Que pensez-vous du débat actuel sur l’article 490 du Code pénal qui sanctionne les relations sexuelles hors mariage ?
Il faut avoir à l’esprit un principe essentiel du droit pénal, sans lequel il n’y a pas d’Etat de droit, celui de l’interprétation stricte de la loi pénale. L’article 493 du Code pénal précise qu’il existe exclusivement trois modes de preuve pour établir le délit de relations sexuelles hors mariage : le procès-verbal de constat de flagrant délit par un officier de police judiciaire, l’aveu du prévenu et l’aveu judiciaire. Ce texte doit être interprété strictement. Par exemple, je ne vois pas comment, en pratique, il peut exister légalement un procès-verbal de constat de flagrance dans un domicile ou dans une chambre d’hôtel lorsque l’on connaît la protection constitutionnelle du domicile (article 24 de la Constitution : « Le domicile est inviolable ») et les strictes conditions posées par le Code de procédure pénale pour effectuer des visites domiciliaires. Surtout, l’élément matériel du délit est la relation sexuelle. La flagrance n’étant pas le simple soupçon, il est donc assez improbable qu’un officier de police judiciaire puisse légalement constater dans un domicile une relation sexuelle réelle qui se déroule sous ses yeux.

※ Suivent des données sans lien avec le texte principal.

PR #1584, opened 2022-06-15
Add support for ipbase lookups

jonallured:
Hey @alexreisner here's the PR I've been working on - adding support for ipbase which has seemingly taken over for freegeoip:

```
$ https freegeoip.app
HTTP/1.1 301 Moved Permanently
...snip...
Location: https://ipbase.com/
...snip...
```

I did not delete the freegeoip service in this PR but I suppose that could be done too! Props to my pal @laurabeth for pairing with me on these changes. 🙌 

## Approach

All we really did here was copy/paste code from the freegeoip service and then adapt it to work for ipbase. 🤷 

We started with the lookup class and then added the result class and discovered the way that the tests automatically load in fixture data if you name things right. We worked through the various cases and found the more general tests for lookups and result classes so we made sure we were complying with those requirements too.

## Configuration

I removed some of the configuration that I found - namely supplying a host or protocol because to my understanding these things are not supported. Seemed like simple was better here but open to feedback!

## Demo

We booted up a console and verified that it actually works like so:

```
$ IPBASE_API_KEY=SHHH ./bin/console
> Geocoder.configure(ip_lookup: :ipbase, api_key: ENV["IPBASE_API_KEY"])
=> {:timeout=>3, :lookup=>:nominatim, :ip_lookup=>:ipbase, :language=>:en, :http_headers=>{}, :use_https=>false, :http_proxy=>nil, :https_proxy=>nil, :api_key=>nil, :basic_auth=>{}, :logger=>:kernel, :kernel_logger_level=>2, :always_raise=>[], :units=>:mi, :distances=>:linear, :cache=>nil, :cache_prefix=>nil, :cache_options=>{:prefix=>"geocoder:", :expiration=>nil}, :ipbase=>{:api_key=>"SHHH"}}
irb(main):002:0> results = Geocoder.search("74.33.196.211")
=> [#<Geocoder::Result::Ipbase:0x00007fad92a00950 @data={"data"=>{"timezone"=>{"id"=>"America/Chicago", "current_time"=>"2022-06-15T14:08:06-05:00", "code"=>"CDT", "is_daylight_saving"=>true, "gmt_offset"=>-18000}, "ip"=>"74.33.196.211", "type"=>"v4", "connection"=>{"asn"=>5650, "organization"=>"FRONTIER-FRTR", ...
irb(main):003:0> results.first.country_code
=> "US"
irb(main):004:0> results.first.city
=> "Minneapolis"
> no_results = Geocoder.search("74.33.1909.1908.12312.123")
=> []
```

Did I miss anything? What else should be added when supporting a new ip lookup service?


alexreisner:
...and in light of b05c967569105dcbaa129b143d03dd283f132b30, please call `super` in your test class's `setup` method.

jonallured:
Ok @alexreisner I think I got all the feedback addressed - lmk if you want anything else here!! 🙌

alexreisner:
Looks great, thanks!

PR #1586, opened 2022-07-05
Update yandex lookup error handling

ThinkAndRun:
json response does not contain an error object anymore

https://yandex.ru/dev/maps/geocoder/doc/desc/reference/error_codes.html


alexreisner:
Thanks for this! I also updated the Yandex API response fixture to make the tests pass.

PR #1591, opened 2022-09-16
Allow geoapify lookup to perform autocomplete query

Intrepidd:
Geoapify has an [autocomplete api](https://www.geoapify.com/address-autocomplete)

This PR allows to use either the search or autocomplete API


alexreisner:
Looks great, thank you!

Intrepidd:
Fabulous ! Do you think we could get a release ?

PR #1599, opened 2023-01-05
Rails geocoder - Deprecation Warning

FlandersBurger:
Resolves the deprecation warning when supplying a hash to Geocoder.search.
Search checks whether the supplied search is_ipaddress? which in turn goes to the below function and displays the warning

`/.rbenv/versions/2.7.2/lib/ruby/gems/2.7.0/gems/geocoder-1.8.1/lib/geocoder/ip_address.rb:13: warning: Using the last argument as keyword parameters is deprecated`

i.e.
`Geocoder.search({ :city=>"Victoria" })`

### DIFF
--- a/lib/geocoder/ip_address.rb
+++ b/lib/geocoder/ip_address.rb
@@ -21,7 +21,7 @@ module Geocoder
     end
 
     def loopback?
-      valid? and !!(self == "0.0.0.0" or match(/\A127\./) or self == "::1")
+      valid? and !!(self == "0.0.0.0" or self.match(/\A127\./) or self == "::1")
     end
 
     def private?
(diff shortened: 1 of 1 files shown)


FlandersBurger:
I haven't submitted a PR to a public codebase before so I would much appreciate knowing what I need to change :)

Cheers

alexreisner:
Thank you! This is great.

As for PR feedback, it's all positive. As someone who reviews a lot of these, I especially appreciate:

* your succinct explanation of the problem, with enough detail to reproduce quickly
* your commits (after being squashed) only change what needs to be changed to address the issue
* you did not include any project-specific (irrelevant to Geocoder) details

I will merge this shortly.

PR #1601, opened 2023-02-06
 Add connect_timeout to configuration

ybregey:
This PR allows `open_timeout` to be configurable. I have a case where it is critical to quickly switch to another geocoding provider if the primary one is unavailable or responds too slowly.

Failed requests caused by exceeding `open_timeout` or `timeout` will be handled the same way thanks to [the current error handling approach](https://github.com/alexreisner/geocoder/blob/059bf127fe5967d013783faf01586504b2fe1b6f/lib/geocoder/lookups/base.rb#L311-L312).
image


ybregey:
@alexreisner sorry for pinging again. any chance this could be merged?

ybregey:
Thanks for the suggestions 🙌  Updated.

Issue #934, opened 2015-10-26
Add support to MSSQL/TSQL (Azure)


ipepe:
Hello.
Im running rails app on Jruby with MSSQL database but geocoder deosnt support that. Queries have ATAN2 instead of ATN2 of MSSQL. If You need a database I can setup one in azure for the matter of working on that. I You need my help, just tell me.

alexreisner:
Sorry, but I feel similarly about MSSQL as about Oracle (see #535). These databases are not especially popular in the Ruby community and the effort required to add compatibility is quite significant. Only way I could consider adding is if someone submitted a clean pull request (minimal code changes) that included the necessary updates to Travis CI config. Even then, I'd really have to weight the depth and complexity of the code changes against the benefits.

ipepe:
What about doing it like sqlite?

alexreisner:
I don't like how SQLite is handled currently. Ideally there would be separate drivers for each DB system. The way SQLite is currently implemented it's a special case, handled mostly by `if` statements. I don't like the idea of introducing more branches (because it's not good code) or restructuring the whole thing (better code, but deep changes) for functionality that's not core.

ipepe:
based on this: 
http://stackoverflow.com/questions/13026675/calculating-distance-between-two-points-latitude-longitude
I declare that I want to add support to MSSQL. I will create pull request. But before I dive into code, is there a chance for those separate adapters, or maybe just a stub of that?

alexreisner:
OK, you're welcome to submit a PR but just to be clear: there is a good chance I won't merge because I can't currently think of an implementation that I feel comfortable with. Even if not merged, your work will still be useful because you'll be able to install the gem from your own repo. Just wanted to be clear about this.

Issue #532, opened 2013-10-08
SqlServer - ATAN2 bearing calculation fails


mmmries:
I couldn't find any existing issues filed for this. Sorry if it is a duplicate.

I'm using SqlServer at work (grudgingly) and using the standard SomeModel.near method results in this error:

``` ruby
ActiveRecord::StatementInvalid: TinyTds::Error: 'ATAN2' is not a recognized built-in function name.
```

It looks like it is used to calculate the bearing. I am able to work around the problem by using something like:

``` ruby
MyModel.near('eiffel tower', 20.0, select_bearing: false)
```

But I had to dig through the source a bit for this. Maybe we should add some documentation about sql server or else change the default select_bearing option to be false when using TinyTds?

slead:
I'm also using SQL Server, and am seeing an error `undefined method `to_f'` even when I use `select_bearing: false`:

```
@parcel = Parcel.first
@parcel.geocoded?
  => true
Cpt.first.geocoded?
  => true
Cpt.near(@parcel)
  => ActiveRecord::StatementInvalid: TinyTds::Error: 'ATAN2' is not a recognized built-in function name
Cpt.near(@parcel, select_bearing: false)
  => NoMethodError: undefined method `to_f' for {:select_bearing=>false}:Hash
```

Thanks for any advice.

ttilberg:
I came across this issue today and worked around it as described below. This is old, but I wanted to leave a note here since this is directly relevant to this issue.

I'm not sure if Alex would be open to a pull request to add such functionality, but generally speaking, the are two changes that should happen to the bearing related sql make this more smooth in SQL Server:

- references to `ATAN2` should be `ATN2` when SQL Server
- references to `MOD(a,b)` should be rewritten as `A % B`

For my quick fix, I just overwrote the method. But if it were desirable to improve SQL Server support for this gem, here are my notes:

There are already methods for detecting postgres and sqlite, so adding sqlserver detection wouldn't be too intrusive (reference `/tinytds|mssql|sqlserver/`). Being that the bearing SQL is just a string, it would be easy to template the ATAN2 function from a variable, like `sql_atan2` (not sure where this would be best implemented). Regarding modulo, I see that postgres also supports the `a % b` syntax, but I'm not sure what else this gem supports or it's impact. It could be reasonable to simply rewrite the SQL using the `%` operator.

Here is how I rewrote the method to accommodate SQL server. I added this to my initializers and it seems to work.

[...]

PR #1605, opened 2023-02-24
Refactor: Support for SQL Server (WIP for discussion)

doconnor-clintel:
Previously:

- #934
- #532
- https://gist.github.com/ttilberg/fe5ac60351ad33b865550c08857f612f via @ttilberg 

## Problem

Right now, SQL Server has bespoke SQL required to do bearing calculations.
Other datastores have a similar problem, ie SQLite, depending on what is available.

At some point, Geocoder::Sql was split out to try to make managing this a little bit easier, but it accidentally lead to the situation where:

* `Geocoder::Store::Activerecord` had a number of methods and conditionals to decide which of the other class' methods to call
* `Geocoder::Sql` doesn't know what database it is connected to, so can't generate correct SQL for every situation

## Recommended solution

Ultimately, I think the responsibility for which datastore am I connected to does live in `Geocoder::Store::Activerecord`; *but* specific backends should be available for standard sql, vs sqlite, vs postgres, vs sql server.

This might seem like it violates DRY, but ultimately it would help acheive a single-responsibility-principle.

### Transitioning and backwards compatibility

What I have done in this PR is really a step 1; where the standalone methods are marked deprecated.
This allows a future major version to remove them.

Additionally, at least for now I have shifted the sql generating concerns back into Geocoder::Store::Activerecord. This is because there is an implicit coupling between "which SQL should I generate" and "what am I connected to?". It introduces an extra layer of conditionals in the sql generation temporarily.

A subsequent PR should (with a major version to indicate the BC break)

* Implement Geocoder::Store::ActiveRecord::Postgres
* Implement Geocoder::Store::ActiveRecord::SQLServer
* Implement Geocoder::Store::ActiveRecord::SQLite
* Implement Geocoder::Store::ActiveRecord::SQLiteWithExtensions
* Implement Geocoder::Store::ActiveRecord::Postgis?
* Implement Geocoder::Store::ActiveRecord::OGC or SQL/MM if relevant?

### DIFF
--- a/lib/geocoder/sql.rb
+++ b/lib/geocoder/sql.rb
@@ -11,6 +11,8 @@ module Geocoder
     # http://www.scribd.com/doc/2569355/Geo-Distance-Search-with-MySQL
     #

Dans certaines affaires, la preuve du délit est rapportée par une vidéo diffusée sur les réseaux sociaux. Que valent de telles preuves?
Elles devraient être irrecevables au regard du principe d’interprétation stricte de la loi pénale. Qu’indique précisément l’article 493 du Code pénal ? Il vise « l’aveu relaté dans des lettres ou documents émanés du prévenu ». Pour qu’une telle vidéo puisse être opposable au prévenu, il faut donc nécessairement qu’elle émane de lui, c’est-à-dire de son téléphone ou de son appareil. Tel n’est pas le cas d’une vidéo de « revenge porn » réalisée et diffusée à l’insu de l’un des protagonistes et qui n’en a même pas connaissance. La vidéo n’émane pas de cette personne et ne devrait donc pas pouvoir lui être opposée, selon le principe d’interprétation stricte de la loi pénale.
Qu’en est-il de la constitutionnalité de l’article 490 du Code pénal ?
Elle est très douteuse au regard de l’article 24 de la Constitution qui affirme que « toute personne a droit à la protection de sa vie privée ». Or, il me semble que, sur le plan du droit, la sexualité – du moins celle entre adultes consentants - relève incontestablement de la vie privée. Telle est d’ailleurs la jurisprudence constante de la Cour Européenne des Droits de l’Homme, du Tribunal constitutionnel allemand ou de la Cour de cassation française. Il appartiendra aux avocats de s’emparer de cette question lorsque l’exception d’inconstitutionnalité sera effective en droit marocain.
Et de sa conformité aux conventions internationales ?
- La contrariété de l’article 490 au droit international ne fait, selon moi, pas de doute. Le droit au respect de la vie privée est protégé par l’article 17 du Pacte international relatif aux droits civils et politiques. S’agissant d’une convention internationale, ce Pacte a une valeur supérieure aux lois et devrait donc conduire les magistrats à écarter l’application de l’article 490 du Code pénal. Le Comité des droits de l’Homme des Nations Unies a d’ailleurs épinglé le Maroc le 16 décembre 2016 et le pressait de « remettre en liberté quiconque se trouve en détention uniquement au motif de relations sexuelles librement et mutuellement consenties ».
Que répondez-vous à ceux qui affirment, sondage à l’appui, que la société marocaine n’est pas prête à l’abrogation de l’article 490 du Code pénal ?
Répondre à cette question dépasse de loin mes compétences et relève de la sociologie. On peut toutefois observer que les sondages ont leurs limites surtout lorsqu’ils manquent de rigueur méthodologique, comme l’a récemment dénoncé Mehdi Alioua, Professeur à Science Po Rabat. Par ailleurs, constatant les drames humains que peut entraîner l’application de l’article 490, tant le Conseil Economique, Social et Environnemental (CESE) que le Conseil National des Droits de l’Homme (CNDH) – qui sont des institutions constitutionnelles – ont expressément appelé à la suppression de ce délit. Enfin, j’observe que l’Indonésie, qui a la plus importante population musulmane au Monde, ne sanctionne pas les relations sexuelles hors mariage et cela malgré les récentes pressions des milieux conservateurs. Je ne sais pas si la société marocaine est prête à son abrogation mais, sur le plan strictement juridique, le maintien de l’article 490 et l’utilisation qui en est faite sont très difficilement justifiables aujourd’hui.